Tempura restaurant 7chome Kyoboshi was removed from the list, leaving 14 three-star restaurants in the Tokyo area, which includes Yokohama and the Shonan area, the France-based publisher said Tuesday.

The Tokyo area, which had 17 three-star establishments in the 2012 list and 15 in the 2013, still has more top-ranked restaurants than any other city covered by Michelin. Paris is second with 10 and New York has seven, based on previously published guides. The French volume has traditionally been the last to appear each year, usually in February.

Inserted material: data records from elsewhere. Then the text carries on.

PR #854, opened 2023-06-16
Update e2e test command

pezholio:
This was running all the e2e tests (local and dev), so was breaking.

### DIFF
--- a/.circleci/config.yml
+++ b/.circleci/config.yml
@@ -193,7 +193,7 @@ jobs:
       - run:
           name: E2E Check
           command: |
-            npx playwright test
+            npm run test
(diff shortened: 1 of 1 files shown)


.circleci/config.yml
```diff
@@ -193,7 +193,7 @@ jobs:
       - run:
           name: E2E Check
           command: |
-            npx playwright test
+            npx run test
```
richpjames, line 196: I think this should be `npm run test`

richpjames (approved):

.circleci/config.yml
pezholio: Ooops!

PR #856, opened 2023-06-16
Move placement request button to page actions

pezholio:
This moves the Placement Request button to the top of the Application's read only view, as well as only showing if if the user owns that application. As it stands, we can't create a placement request for a non-approved application, but there's no easy way to check this as it stands, so this will do for now.

## Screenshot

image


integration_tests/tests/match/placementApplications.cy.ts
```diff
@@ -218,4 +229,19 @@ context('Placement Applications', () => {
       checkYourAnswersPage.clickSubmit()
     })
   })
+
+  it('does not allow me to create an application if I did not create the application', () => {
```
richpjames, line 240: suggest 'does not allow me to create a placement application'

richpjames (approved):

pezholio:
[Remove 'Create placement request' button from readonly application view under certain circumstances](https://trello.com/c/6qutZsta/238-remove-create-placement-request-button-from-readonly-application-view-under-certain-circumstances)

PR #863, opened 2023-06-19
(12) Add occupancy calendar

richpjames:
This adds an occupancy calendar to the Manage view, allowing users to see bookings at a glance. If any beds are overbooking, we show and "Overbooked" cell for the period and link through to the bed. In future, we'll show the booking details on this page, together with details of the overbooking.

## Screenshot

image

### DIFF
--- a/server/utils/addOverbookingsToSchedule.ts
+++ b/server/utils/addOverbookingsToSchedule.ts
@@ -1,0 +1,41 @@
+import { BedOccupancyEntryUi } from '@approved-premises/ui'
+import { addDays, differenceInDays, isBefore, subDays } from 'date-fns'
+
+export const addOverbookingsToSchedule = (schedule: Array<BedOccupancyEntryUi>): Array<BedOccupancyEntryUi> => {
+  const overbookings: Array<BedOccupancyEntryUi> = []
+
+  // Ensure the schedule is ordered by date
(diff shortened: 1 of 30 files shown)


server/utils/addOverbookingsToSchedule.ts
```diff
@@ -0,0 +1,41 @@
...
+  // Ensure the schedule is ordered by date
+  const orderedSchedule = schedule.sort((a, b) => a.startDate.getTime() - b.startDate.getTime())
+
+  // Loop through each schedule item and check for overbookings
+  const newSchedule = orderedSchedule.map((item, index) => {
+    const nextItem = orderedSchedule[index + 1]
+    // Is the next item a lost bed or booking?
+    if (nextItem && ['booking', 'lost_bed'].includes(nextItem.type)) {
+      // If it is, is the start date before our end date?
+      if (nextItem.startDate < item.endDate) {
```
richpjames, line 16: Is there a reason we couldn't use `isBefore` here?

richpjames (commented):
Looks great Stu, thanks!

server/utils/addOverbookingsToSchedule.ts
pezholio: Absolutely no reason! Only reason was because the code was making my eyes bleed! 😆

pezholio (approved):

pezholio (approved):

PR #870, opened 2023-06-20
Fix Ensure desirable search filters keep their state between searches

richpjames:
Previously if a filter was selected then when the form was submitted it would be unselected when the page was reloaded... despite showing the results filtered as intended.
We now feed the selected characteristics (params.requiredCharacteristics) back into the filters so they remain selected.
I am not entirely sure how the integration tests were passing before but I have corrected them now so they take both required characteristics and optional characteristics into account.§


pezholio (approved):
LGTM - I think we could probably clean this behaviour up a bit with an external function or even a class, but if this works, let's get it in for now 👍

PR #880, opened 2023-06-23
Add Tooltips to calendar

pezholio:
As we’re adding `overflow: ellipsis` to all cells, it doesn’t make sense to reduce the content of the cells. We’re also adding some tooltips so users can see the full cell content when they mouseover.

Xs8bsbTa4o


server/utils/calendarUtils.test.ts
```diff
@@ -170,32 +169,53 @@ describe('calendarUtils', () => {
     })
 
     it('if the bedOccupancyEntry.type is lost it returns the markup for a lost bed cell', () => {
-      const lostBedOccupancyEntry = bedOccupancyEntryUiFactory.build({ type: 'lost_bed' })
+      const lostBedOccupancyEntry = bedOccupancyEntryUiFactory.build({
```
richpjames, line 172: It would be safe to use the `bedOccupancyEntryLostBedUiFactory` here

server/utils/calendarUtils.test.ts
```diff
@@ -170,32 +169,53 @@ describe('calendarUtils', () => {
...
+      expect(labelForScheduleItem(lostBedOccupancyEntry, premisesId, bedId)).toMatchStringIgnoringWhitespace(
+        `<span title="${expectedText}" class="tooltip">
+          <a href="/premises/${premisesId}/beds/${bedId}/lost-beds/${lostBedOccupancyEntry.lostBedId}" class="govuk-link govuk-link--lost_bed">${expectedText}</a>
+        </span>`,
+      )
     })
 
     it('if the bedOccupancyEntry.type is booking it returns the markup for a booking cell', () => {
-      const bedOccupancyEntry = bedOccupancyEntryUiFactory.build({ type: 'booking', bookingId: '123' })
+      const bedOccupancyEntry = bedOccupancyEntryUiFactory.build({
```
richpjames, line 189: same here but with `bedOccupancyEntryBookingUiFactory`

richpjames (approved):
LGTM

server/utils/calendarUtils.test.ts
pezholio: Good call!

PR #883, opened 2023-06-23
Fix branching for tasks and orphaned questions

richpjames:
Previously if a user went through a task in one of our forms but then changed their minds and chose a different route through the form we could show answers for questions they had answered but were no longer relevant. 
Thanks to our friends in CAS3 we have a new approach where we walk the three calling `.next` on each form page to ensure we have the correct answers. 
Unfortunately compared to CAS3 there are some complications that mean we can't use [their implementation](https://github.com/ministryofjustice/hmpps-temporary-accommodation-ui/pull/416) wholesale: 
1. We start the form with an optional question which means it won't always have a response. In order to avoid this we have to check that there is a 'body' for each form page (the question has been answered). We then have to calculate the next page by moving to the next page name in our array of pages names but only if there is another page name.
2. For Placement Applications as we only have one task we can't snip off the 'Check your answers' section like we do for Apply/Assess so we have to manually filter it out. Concievably there could be a use for `forPagesInTask` where we want the CYA page to be included so we would have to counter this some how.


server/utils/applications/getResponses.ts
```diff
@@ -0,0 +1,21 @@
...
+export const getResponses = (formArtifact: FormArtifact): ApplicationOrAssessmentResponse => {
+  const responses = {}
+
+  const formSections = getSections(formArtifact)
+
+  formSections.forEach(section => {
+    section.tasks.forEach(task => {
+      const responsesForTask: Array<PageResponse> = []
+
+      forPagesInTask(formArtifact, task, page => responsesForTask.push(page.response()))
```
pezholio, line 14: This method gets introduced in a later commit. If it's not too much of a faff rebase wise, it'd be good to get the commits in the right order 🥺

server/utils/placementRequests/mapTaskForSummaryList.ts
```diff
@@ -0,0 +1,20 @@
+import { ApprovedPremisesApplication as Application, PlacementApplication } from '../../@types/shared'
```
pezholio, line 1: This is a new function, so the commit message probably doesn't reflect what's going on here

server/utils/placementRequests/mapTaskForSummaryList.ts
```diff
@@ -0,0 +1,20 @@
...
+import { forPagesInTask } from '../applications/forPagesInTask'
+import { mapPageForSummaryList } from './checkYourAnswersUtils'
+
+export const mapTaskForSummaryList = (
+  placementApplication: PlacementApplication,
+  application: Application,
+): Array<SummaryListWithCard> => {
+  const pageSummaries: Array<SummaryListWithCard> = []
+  const placementApplicationTask = PlacementApplicationForm.sections[0].tasks[0]
+  delete placementApplicationTask.pages['check-your-answers']
```
pezholio, line 13: Do we need to delete `check-your-answers` here, as `forPagesInTask` excludes it?

pezholio (commented):
Just a couple of comments, mainly on commit history/messages.

server/utils/placementRequests/mapTaskForSummaryList.ts
richpjames: Yeah you're right, this was introduced before I realised it's better to exclude it at `forPagesInTask`

server/utils/applications/getResponses.ts
richpjames: Was having such a mare with the history yesterday hence why it's a bit messy, I can sort it

pezholio (approved):
LGTM 👍

PR #889, opened 2023-06-26
(259) Fix date issues

pezholio:
A couple of issues were noticed that were a hangover from only having weeks as placement lengths. This PR fixes them all.


richpjames (approved):
LGTM

PR #890, opened 2023-06-26
Add tab role to Prison Info tabs

brownbearsoftware:
Event listeners not being attached by `tabPanelTableScript` because selector is based on role attribute which is missing.


pezholio (commented):
I think this is causing the accessibility tests to fail, because of the incorrect use of `role`. Probably a better fix would be to update `tabPanelTableScript` to use an ID for a selector.

pezholio (approved):

PR #1847, opened 2024-05-22
APS-812: If users navigates away from application when told tier not …

vubalasu:
…eligible, if they return they're always prompted to select risk level

# Context

# Changes in this PR
If users navigates away from application when told tier not eligible, if they return they're always prompted to select risk level
## Screenshots of UI changes
No changes in UI

### DIFF
--- a/server/utils/applications/utils.ts
+++ b/server/utils/applications/utils.ts
@@ -206,7 +206,7 @@ const isInapplicable = (application: Application): boolean => {
   return false
 }
 
-const firstPageOfApplicationJourney = (application: Application) => {
+const tierQualificationPage = (application: Application) => {
   if (!isFullPerson(application.person)) throw new RestrictedPersonError(application.person.crn)
 
   if (!application?.risks?.tier?.value) {
@@ -215,6 +215,15 @@ const firstPageOfApplicationJourney = (application: Application) => {
 
   if (!isApplicableTier(application.person.sex, application.risks?.tier?.value?.level)) {
     return paths.applications.pages.show({ id: application.id, task: 'basic-information', page: 'is-exceptional-case' })
+  }
+  return undefined
+}
+
+const firstPageOfApplicationJourney = (application: Application) => {
+  const firstPage = tierQualificationPage(application)
+
+  if (firstPage) {
+    return firstPage
   }
 
   return paths.applications.pages.show({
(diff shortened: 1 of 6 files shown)


server/utils/taskListUtils.test.ts
```diff
@@ -15,6 +17,8 @@ describe('taskListUtils', () => {
   describe('taskLink', () => {
     describe('with an application', () => {
       const application = applicationFactory.build({ id: 'some-uuid' })
+      ;(isFullPerson as jest.MockedFunction<typeof isFullPerson>).mockReturnValue(true)
```
richpjames, line 20: I think it's best we put lines 20 and 21 in a `beforeEach` and make sure we do `jest.resetAllMocks()` before.

server/utils/taskListUtils.test.ts
```diff
@@ -68,6 +72,19 @@ describe('taskListUtils', () => {
           })}" aria-describedby="eligibility-second-task" data-cy-task-name="second-task">Second Task</a>`,
         )
       })
+
+      it('should return a link of is-exceptional-case if risk tier not applicable', () => {
+        task.status = 'in_progress'
+        ;(isApplicableTier as jest.MockedFunction<typeof isApplicableTier>).mockReturnValue(false)
```
richpjames, line 78: it's clearer to use `when` like here: https://github.com/ministryofjustice/hmpps-approved-premises-ui/blob/78c23861471b7b60383d311daf6777907bc170f1/server/controllers/tasksController.test.ts#L67

server/utils/applications/utils.ts
```diff
@@ -206,7 +206,7 @@ const isInapplicable = (application: Application): boolean => {
   return false
 }
 
-const firstPageOfApplicationJourney = (application: Application) => {
+const firstPageOfApplicationJourneyBasedOnTier = (application: Application) => {
```
richpjames, line 209: I think `tierQualificationPage` would be clearer. 
Also this function should be tested

richpjames (changes requested):
I think these changes would now allow the user to skip the `is-exceptional-case` page if they navigate away from the application page when told the tier is not eligible.
It would be useful if we added an integration test to prove the bug is fixed.

richpjames (approved):
Thanks for adding the tests, this looks good to merge now once the unit tests are passing.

The guide's goal is to "communicate to many people the greatness of gastronomy," Bernard Delmas, president of Nihon Michelin Tire Co., said Tuesday at a ceremony in Tokyo to unveil the 2014 area guide.

7chome Kyoboshi, located in Ginza, has been reduced to two stars. Delmas declined comment on the lower rating and said "stability" can be among the hardest things to maintain for restaurants.

Quintessence, a three-star French restaurants in Tokyo, was awarded three stars for the seventh time.

"To French chefs, three stars is a dream everybody dreams of," said Shuzo Kishida, chef at Quintessence. "We have to try our best for whoever comes to our restaurant. It's getting harder and harder every year" to get three stars.

Michelin gave three stars to 28 restaurants in Japan, including in Kyoto and Osaka, in the 2014 edition.